(INFORMATION GIVEN)

PR #3271, opened 2020-05-12
Added CORS headers for error responses

### LINKED ISSUE #3192: Missing CORS headers for error responses
## Expected Behavior

CORS headers should be send (when enabled) with error responses as well.

It does not behave correct both for 4xx and 5xx responses.

## Actual Behavior

Not send

  ```curl localhost:3013/v2/not_found -v -H "Origin: https://test.com"```

## Specifications

  - OS: any
  - Node Version: master

DanielaIvanova:
resolves #3192


apps/aehttp/src/aehttp_app.erl
```diff
@@ -99,8 +99,8 @@ start_http_api(Target, LogicHandler) ->
             {ip, ListenAddress},
             {num_acceptors, PoolSize}],
     Env = #{env => #{dispatch => Dispatch},
-            middlewares => [cowboy_router,
-                            aehttp_cors_middleware,
+            middlewares => [aehttp_cors_middleware,
```
tolbrino, line 102: Why was the order a problem?

DanielaIvanova: Because by fixing the ordering we are fixing the problems with headers, our `cors` headers will **always** be added, instead of default headers of the cowboy router.

docs/release-notes/next/GH-3192-cors-headers.md
```diff
@@ -0,0 +1 @@
+* Added CORS headers for error responses
```
tolbrino, line 1: I could be nitpicking here. Let's merge this. But in the future when writing these, consider the reader has no context. Doesn't know the change. So I would wonder, responses from what API.

PR #3273, opened 2020-05-15
Add contract call timing test

uwiger:
Reusing the scaffolding for the simple benchmark tests in the FSM suite, add a test that calls the simple counter contract already present.

Rough numbers indicate that simple contract calls are some 40% slower than token transfers, which seems like a pretty good result.


uwiger:
I also reduced the `N` for the update_transfer bench test. This shaved off ca 5 seconds on the test execution time, and it doesn't seem to reduce the usefulness of the information much.

uwiger:
> I don't see that this tests anything that wasn't tested before? Continuous integration isn't where you do benchmarking.
> 
> +1 on reducing the other benchmarking, that should be elsewhere entirely.

Addressed by merging #3277 into this PR. New reviews needed

PR #3275, opened 2020-05-26
Gh 3203 fix tests

### LINKED ISSUE #3203: Fix aesc_fsm_SUITE:update_sequence/0
## Expected Behavior

only `check_incorrect_update` is being tested. Expectaion is `check_incorrect_deposit` and `check_incorrect_withdrawal` are tested as well

velzevur:
Fixes #3203


velzevur:
What happened is that the FSM that had the raised flag `strict_checks` to false would skip checks of incoming transactions. This in the case of withdraw and deposit made it accept an erroneously signed transaction and entering in a `awaiting_locked` state waiting for the withdrawal or deposit respectively. The flag is tests only. Also worth noting is that this happens for the cheating party: the malicious party gets in the wrong FSM state.

One approach would be teaching the FSM to better handle the player cheating while flag is raised. I think this makes the wrong assumption that somehow this is OK and I rather took the other path: accomodate the test to leave the FSM in whatever state it is.

PR #3292, opened 2020-06-10
WIP Initial approach to pluggable core functionality

uwiger:
A first sketch of how to handle pluggable functionality. Some thoughts:

* Allowing free redefinition of records etc would mess up the type checking pretty badly, so I added an `extra` attribute (type: `map()`) to records that may need extending. The overriding module controls the content and interpretation of that. By default, it's the empty map.
* A new module `aec_plugin.erl` supports a "plugin map", where known semantic tags (currently, only `[aec_headers]`) can be mapped to new modules. The new modules must be loadable for the mapping to succeed. In OTP 21 and later, the plugin map is handled via `persistent_term`; in earlier OTP versions, as an `aecore` application env variable (perhaps it should instead be hard-coded as disabled?)
* An include file `aec_plugin.hrl` provides a macro `?PLUGGABLE(Args, DefaultExpr)` which checks if the current module is redefined, and if so, if the current function/arity is exported in the redefining module. If so, the redefining function is called with `Args` (expression including the parentheses surrounding the arguments); otherwise, `DefaultExpr` is evaluated. Example:

```erlang
deserialize_from_binary(Bin) ->
    ?PLUGGABLE((Bin), deserialize_from_binary_(Bin)).

deserialize_from_binary_(Bin) ->
    case deserialize_from_binary_partial(Bin) of
        {key, Header} -> Header;
        {micro, Header, <<>>} -> Header;
        {error, What} -> error(What)
    end.
```

### DIFF
--- a/apps/aecore/src/aec_headers.erl
+++ b/apps/aecore/src/aec_headers.erl
@@ -60,6 +60,7 @@
 -include_lib("aeminer/include/aeminer.hrl").
 -include_lib("aecontract/include/hard_forks.hrl").
 -include("blocks.hrl").
+-include("aec_plugin.hrl").
 
 %%%===================================================================
 %%% Records and types
@@ -80,7 +81,8 @@
           signature    = <<0:?BLOCK_SIGNATURE_BYTES/unit:8>>   :: block_signature(),
           txs_hash     = <<0:?TXS_HASH_BYTES/unit:8>>          :: txs_hash(),
           time         = 0                                     :: non_neg_integer(),
-          version                                              :: non_neg_integer()
+          version                                              :: non_neg_integer(),
+          extra        = #{}                                   :: map()
          }).
 
 -record(key_header, {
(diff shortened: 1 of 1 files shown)


apps/aecore/src/aec_plugin.erl
```diff
@@ -0,0 +1,80 @@
...
+            lager:error("Module ~p not loaded: ~p", [M, E]),
+            false
+    end.
+
+%% We want to use persistent_term for storing the registry, since
+%% fetching it will have the same overhead as a remote function call.
+%% The functionality was introduced in OTP 21.2. Also in OTP 21, the
+%% predefined macro ?OTP_RELEASE was introduced. Let's assume that anyone
+%% using OTP 21 is using at least 21.2.
+-ifdef(OTP_RELEASE).
```
tolbrino, line 57: Keep in mind to do https://github.com/aeternity/aeternity/issues/3104 first. Should be fairly fast.

gorbak25:
Merged the parse transform PR.
Before merging this branch to master:
1) Sync mainet node from scratch
2) Load existing DB
3) CI pipeline green

gorbak25:
Rebased on master

uwiger (commented):
LGTM (since I'm the originator, I can't approve it)

gorbak25:
Ok, synced with mainnet in 41.14227%(top: kh_2rTkGyTpMZkzMEEZ8LkSKpkeajLqbMNHxsXz91W3afK6ScmFH4) and no hiccups so far. I'm aborting the full sync as I need my nvme for more important stuff :P Will try to start from an existing db.

gorbak25 (approved):

radrow (approved):

PR #3294, opened 2020-06-10
Use parse_transform w -pluggable() attrs

uwiger:
A PR against #3292 

As requested, a parse_transform acting on `-pluggable([f/1, g/2])` attributes instead. The core code then can remain untouched.

### DIFF
--- a/apps/aecore/include/aec_plugin.hrl
+++ b/apps/aecore/include/aec_plugin.hrl
@@ -1,14 +1,3 @@
 
--define(PLUGGABLE(Args, Default),
-        case aec_plugin:get_module(?MODULE) of
-            undefined ->
-                Default;
-            __M ->
-                case erlang:function_exported(
-                       __M, ?FUNCTION_NAME, ?FUNCTION_ARITY) of
-                    true ->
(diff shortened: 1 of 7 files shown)


uwiger:
Fixing test failures and trying to add some enhanced support, to make for more maintainable code.

uwiger:
@hanssv, @velzevur Please give new reviews, since quite a bit has been added since the approvals were given.

velzevur:
Since CircleCI had been fixed, I restarted the upload artifacts job

erlmachinedev:
I consider this approach is elegant and flexible but I want to touch some minuses (I also respect so much @uwiger effort applied here)

1) Every time I faced parse transform I got the same debug problem - correlations between source code and produced error log. So from that time, we need to take into account this ambiguity which covers the main functionality and potentially will be appeared often as we deal with structure serialization/deserialization and other IO processing stuff (especially isn't clear for the new developers);

2) I guess from #3292 the main purpose of parse transform is to hide the pluggable approach and complexity as such. But I consider the plugin choice has to be expressed as explicit and transparent as possible (maybe it can change the general architecture) and to be emphasized into appropriate modules for clearness.

PR #3316, opened 2020-06-23
Remove integration sync triggers from CI config

IvayloPapazov:
Because the context does not work with a schedule as we expected.


dincho:
Unrelated test failure, merging.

(End INFORMATION GIVEN)

YOUR ASSIGNMENT |
The task requires an exact copy of all the lines above.

EXERCISE RESULT |
PR #3271, opened 2020-05-12
Added CORS headers for error responses

### LINKED ISSUE #3192: Missing CORS headers for error responses
## Expected Behavior

CORS headers should be send (when enabled) with error responses as well.

It does not behave correct both for 4xx and 5xx responses.

## Actual Behavior

Not send

  ```curl localhost:3013/v2/not_found -v -H "Origin: https://test.com"```

## Specifications

  - OS: any
  - Node Version: master

DanielaIvanova:
resolves #3192


apps/aehttp/src/aehttp_app.erl
```diff
@@ -99,8 +99,8 @@ start_http_api(Target, LogicHandler) ->
             {ip, ListenAddress},
             {num_acceptors, PoolSize}],
     Env = #{env => #{dispatch => Dispatch},
-            middlewares => [cowboy_router,
-                            aehttp_cors_middleware,
+            middlewares => [aehttp_cors_middleware,
```
tolbrino, line 102: Why was the order a problem?

DanielaIvanova: Because by fixing the ordering we are fixing the problems with headers, our `cors` headers will **always** be added, instead of default headers of the cowboy router.

docs/release-notes/next/GH-3192-cors-headers.md
```diff
@@ -0,0 +1 @@
+* Added CORS headers for error responses
```
tolbrino, line 1: I could be nitpicking here. Let's merge this. But in the future when writing these, consider the reader has no context. Doesn't know the change. So I would wonder, responses from what API.

PR #3273, opened 2020-05-15
Add contract call timing test

uwiger:
Reusing the scaffolding for the simple benchmark tests in the FSM suite, add a test that calls the simple counter contract already present.

Rough numbers indicate that simple contract calls are some 40% slower than token transfers, which seems like a pretty good result.


uwiger:
I also reduced the `N` for the update_transfer bench test. This shaved off ca 5 seconds on the test execution time, and it doesn't seem to reduce the usefulness of the information much.

uwiger:
> I don't see that this tests anything that wasn't tested before? Continuous integration isn't where you do benchmarking.
> 
> +1 on reducing the other benchmarking, that should be elsewhere entirely.

Addressed by merging #3277 into this PR. New reviews needed

PR #3275, opened 2020-05-26
Gh 3203 fix tests

### LINKED ISSUE #3203: Fix aesc_fsm_SUITE:update_sequence/0
## Expected Behavior

only `check_incorrect_update` is being tested. Expectaion is `check_incorrect_deposit` and `check_incorrect_withdrawal` are tested as well

velzevur:
Fixes #3203


velzevur:
What happened is that the FSM that had the raised flag `strict_checks` to false would skip checks of incoming transactions. This in the case of withdraw and deposit made it accept an erroneously signed transaction and entering in a `awaiting_locked` state waiting for the withdrawal or deposit respectively. The flag is tests only. Also worth noting is that this happens for the cheating party: the malicious party gets in the wrong FSM state.

One approach would be teaching the FSM to better handle the player cheating while flag is raised. I think this makes the wrong assumption that somehow this is OK and I rather took the other path: accomodate the test to leave the FSM in whatever state it is.

PR #3292, opened 2020-06-10
WIP Initial approach to pluggable core functionality

uwiger:
A first sketch of how to handle pluggable functionality. Some thoughts:

* Allowing free redefinition of records etc would mess up the type checking pretty badly, so I added an `extra` attribute (type: `map()`) to records that may need extending. The overriding module controls the content and interpretation of that. By default, it's the empty map.
* A new module `aec_plugin.erl` supports a "plugin map", where known semantic tags (currently, only `[aec_headers]`) can be mapped to new modules. The new modules must be loadable for the mapping to succeed. In OTP 21 and later, the plugin map is handled via `persistent_term`; in earlier OTP versions, as an `aecore` application env variable (perhaps it should instead be hard-coded as disabled?)
* An include file `aec_plugin.hrl` provides a macro `?PLUGGABLE(Args, DefaultExpr)` which checks if the current module is redefined, and if so, if the current function/arity is exported in the redefining module. If so, the redefining function is called with `Args` (expression including the parentheses surrounding the arguments); otherwise, `DefaultExpr` is evaluated. Example:

```erlang
deserialize_from_binary(Bin) ->
    ?PLUGGABLE((Bin), deserialize_from_binary_(Bin)).

deserialize_from_binary_(Bin) ->
    case deserialize_from_binary_partial(Bin) of
        {key, Header} -> Header;
        {micro, Header, <<>>} -> Header;
        {error, What} -> error(What)
    end.
```

### DIFF
--- a/apps/aecore/src/aec_headers.erl
+++ b/apps/aecore/src/aec_headers.erl
@@ -60,6 +60,7 @@
 -include_lib("aeminer/include/aeminer.hrl").
 -include_lib("aecontract/include/hard_forks.hrl").
 -include("blocks.hrl").
+-include("aec_plugin.hrl").
 
 %%%===================================================================
 %%% Records and types
@@ -80,7 +81,8 @@
           signature    = <<0:?BLOCK_SIGNATURE_BYTES/unit:8>>   :: block_signature(),
           txs_hash     = <<0:?TXS_HASH_BYTES/unit:8>>          :: txs_hash(),
           time         = 0                                     :: non_neg_integer(),
-          version                                              :: non_neg_integer()
+          version                                              :: non_neg_integer(),
+          extra        = #{}                                   :: map()
          }).
 
 -record(key_header, {
(diff shortened: 1 of 1 files shown)


apps/aecore/src/aec_plugin.erl
```diff
@@ -0,0 +1,80 @@
...
+            lager:error("Module ~p not loaded: ~p", [M, E]),
+            false
+    end.
+
+%% We want to use persistent_term for storing the registry, since
+%% fetching it will have the same overhead as a remote function call.
+%% The functionality was introduced in OTP 21.2. Also in OTP 21, the
+%% predefined macro ?OTP_RELEASE was introduced. Let's assume that anyone
+%% using OTP 21 is using at least 21.2.
+-ifdef(OTP_RELEASE).
```
tolbrino, line 57: Keep in mind to do https://github.com/aeternity/aeternity/issues/3104 first. Should be fairly fast.

gorbak25:
Merged the parse transform PR.
Before merging this branch to master:
1) Sync mainet node from scratch
2) Load existing DB
3) CI pipeline green

gorbak25:
Rebased on master

uwiger (commented):
LGTM (since I'm the originator, I can't approve it)

gorbak25:
Ok, synced with mainnet in 41.14227%(top: kh_2rTkGyTpMZkzMEEZ8LkSKpkeajLqbMNHxsXz91W3afK6ScmFH4) and no hiccups so far. I'm aborting the full sync as I need my nvme for more important stuff :P Will try to start from an existing db.

gorbak25 (approved):

radrow (approved):

PR #3294, opened 2020-06-10
Use parse_transform w -pluggable() attrs

uwiger:
A PR against #3292 

As requested, a parse_transform acting on `-pluggable([f/1, g/2])` attributes instead. The core code then can remain untouched.

### DIFF
--- a/apps/aecore/include/aec_plugin.hrl
+++ b/apps/aecore/include/aec_plugin.hrl
@@ -1,14 +1,3 @@
 
--define(PLUGGABLE(Args, Default),
-        case aec_plugin:get_module(?MODULE) of
-            undefined ->
-                Default;
-            __M ->
-                case erlang:function_exported(
-                       __M, ?FUNCTION_NAME, ?FUNCTION_ARITY) of
-                    true ->
(diff shortened: 1 of 7 files shown)


uwiger:
Fixing test failures and trying to add some enhanced support, to make for more maintainable code.

uwiger:
@hanssv, @velzevur Please give new reviews, since quite a bit has been added since the approvals were given.

velzevur:
Since CircleCI had been fixed, I restarted the upload artifacts job

erlmachinedev:
I consider this approach is elegant and flexible but I want to touch some minuses (I also respect so much @uwiger effort applied here)

1) Every time I faced parse transform I got the same debug problem - correlations between source code and produced error log. So from that time, we need to take into account this ambiguity which covers the main functionality and potentially will be appeared often as we deal with structure serialization/deserialization and other IO processing stuff (especially isn't clear for the new developers);

2) I guess from #3292 the main purpose of parse transform is to hide the pluggable approach and complexity as such. But I consider the plugin choice has to be expressed as explicit and transparent as possible (maybe it can change the general architecture) and to be emphasized into appropriate modules for clearness.

PR #3316, opened 2020-06-23
Remove integration sync triggers from CI config

IvayloPapazov:
Because the context does not work with a schedule as we expected.


dincho:
Unrelated test failure, merging.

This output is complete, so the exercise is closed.